Ok I guess my question would be, were the foams you saw VERY low profile or larger like the TRCs/Jacos? Most of the people that race at our oval track use pancar rear donuts and stretch them over the truck wheels. Makes for a very low profile racing tire. You can see how to do it by visiting the "How to" section on our track website (see signature below).


----------



## thaiwolf (Jun 9, 2004)

Thanks a bunch. :thumbsup:


----------



## thaiwolf (Jun 9, 2004)

OvalmanPA said:


> Ok I guess my question would be, were the foams you saw VERY low profile or larger like the TRCs/Jacos? Most of the people that race at our oval track use pancar rear donuts and stretch them over the truck wheels. Makes for a very low profile racing tire. You can see how to do it by visiting the "How to" section on our track website (see signature below).

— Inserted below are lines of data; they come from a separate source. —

PR #1594, opened 2019-11-05
Prevent access to other prototype properties

nknapp:
The npm security advisories [755](https://www.npmjs.com/advisories/755) and [1164](https://www.npmjs.com/advisories/1164) were both caused by access to the `constructor` property. The initial fix was circumvented in advisory (1164) by the use of `__defineGetter__` and `__defineSetter`.

In order to prevent other attacks in the future, this PR restricts access to properties in two way:

* if the compile-option `allowNonHelperFunctionCall` is set to `false`, any use of properties of the input object as function-calls with parameters is prohibited. Lambdas are still allowed.
* Access to the properties `__defineGetter__`, `__defineSetter` and `__proto__` are only allowed if they are enumerable on their parent. The list is configurable through the compile-option `propertyMustBeEnumerable`.

```javascript
Handlebars.compile('{{__defineGetter__}}', {
   propertyMustBeEnumerable: {
      "__defineGetter__": false,
      "push": true
   }
})
```

The main question is: **Which other properties should be restricted by default?**

* push, pop, fill, shift, unshift
* bind, call, apply

I don't want to cause trouble by creating unnecessary restrictions, but I also want to prevent other security leaks.


nknapp:
@skinny85 could you have a look at this?

skinny85:
@nknapp while I appreciate the vote of confidence, I think this PR is way beyond my knowledge of the subtleties of JavaScript 😱

One general comment: I think the PR description does a great job of justifying why is the change needed. I think it would be great if a similar description made its way into the comments in the code itself - I think future maintainers of this codebase (which might very well be you 😉) will appreciate it when they see this a year (or later) from now :).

Any specific pan car donuts or could you get me the part number for the ones you use.


----------



## baih (Sep 26, 2001)

try www.rc4less.com


----------



## 1Starpower (Sep 25, 2001)

Look at the 1/8 touring foams like for the HPI Super Nitro line. I think that they will work. You can get some very soft but long run time with the compounds they offer. Down side is you will have to try several different compounds to see what works.

Daniel :wave:


----------



## OvalmanPA (Mar 21, 2000)

Most everyone has prefered a softer compound tire at our track, like a green or pink. The greens we use are Jacos, part # JAC2205. In the past the TRC donuts were to wide so you had to cut them but they may have changed that now. Can't help you out with BSRs as I have never tried any of them.


----------



## thaiwolf (Jun 9, 2004)

OvalmanPA said:


> Most everyone has prefered a softer compound tire at our track, like a green or pink. The greens we use are Jacos, part # JAC2205. In the past the TRC donuts were to wide so you had to cut them but they may have changed that now. Can't help you out with BSRs as I have never tried any of them.

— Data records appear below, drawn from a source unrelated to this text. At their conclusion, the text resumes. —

Issue #1598, opened 2019-11-08
Performance degradation for partials since v4.3.0


ole-martin:
Hi there,
We got an issue where upgrading handlebars beyond v4.2.1 introduces a major performance-impact on our site. We use handlebars server-side and since v4.3.0 partials do not cache their compile-function properly it is leading to a lot of overhead in parsing & building the compile functions again and again. (Total response-time goes from about 75ms to 250ms on the average request)

### Underlying issue:
With v4.3.0+ any non-precompiled partials registered with handlebars.registerPartial do not cache their compiled value beyond the current template scope, causing them to be recompiled every time they are used for the first time within a template. 

### The cause:
I've narrowed it down and the change that is causing it is this line:
https://github.com/wycats/handlebars.js/commit/2078c727c627f25d4a149962f05c1e069beb18bc#diff-cccd9fbbd9d8ac0bff571e9c8b0ee9deL164-R159
The practical implications is that when no options.partials exists, handlebars still creates a shallow-copy of env.partials, while before container.partials would be set to reference the env.partials directly. 
I haven't been able to prove exactly why this happens, but my assumption is that as the partials are not compiled at the time of the shallow-copy, the env.partials contains strings which never gets updated since strings are not copied by reference (thus when container.partials['my-partial'] is updated to the compiled function, the original env.partials reference is not affected)

### Proposed solution:
(Note: I'm assuming removing the possibility of directly assigning env.partials to container.partials was not an intentional change to prevent the security issues in v4.2.1)
In runtime.js change L161
`container.partials = Utils.extend({}, env.partials, options.partials);`
into
```
        if (!options.partials || !env.partials) {
          container.partials = options.partials || env.partials;
        } else {
          container.partials = Utils.extend({}, env.partials, options.partials);
        }
```
It's not a perfect solution, as if there was both options.partials and env.partials defined it would still shallow-copy env.partions, but this should be more consistent with pre v4.3.0 behavior and even speed up the runtime performance as it no longer needs to loop through and shallow-copy env.partials if no options.partials are defined.

ole-martin:
While I'm unable to verify that this fiddle actually reproduces this behavior, this setup should hopefully be able to reproduce the issue if needed:
https://jsfiddle.net/mtud81p3/2/

nknapp:
I don't think I intended this change for partials. But I didn't understand why the "merge" function was doing all those extra struff, so I just removed it for the sake of cleaner code.

[...]

PR #1599, opened 2019-11-08
fix(runtime.js): partials performance fix

ole-martin:
Reintroduce assigning env.partials to container.partials if no options.partials is set. Also allow assigning options.partials to container.partials if only that one exists. This solves https://github.com/wycats/handlebars.js/issues/1598


ole-martin:
Bah, forgot to base on 4.x branch I guess, creating a new one soon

Are the Jaco's (JAC2205) the oval car tires you were talking about to put on the truck rims.


----------



## Promatchracer (Sep 28, 2001)

We run TM tires at our track on truck and Love them 
We have had a couple ppl come up and run Jaco's and TRC's but the TM's are just plain better 
LMK if I can help you more on the matter


----------



## thaiwolf (Jun 9, 2004)

The TM's where the first one's I had used. They are a good foam but the rims cannot handle our track.


----------



## OvalmanPA (Mar 21, 2000)

thaiwolf said:


> Are the Jaco's (JAC2205) the oval car tires you were talking about to put on the truck rims.


That is correct. You WILL need a good strong pair of hands to get them on and watch the edges for splitting which can sometimes be a problem. We've actually started having guys take off all the ribs and using foam tire glue to put the foam on so it doesn't come off. You do get some more wear out of the foam this way because you don't have the outside rib there.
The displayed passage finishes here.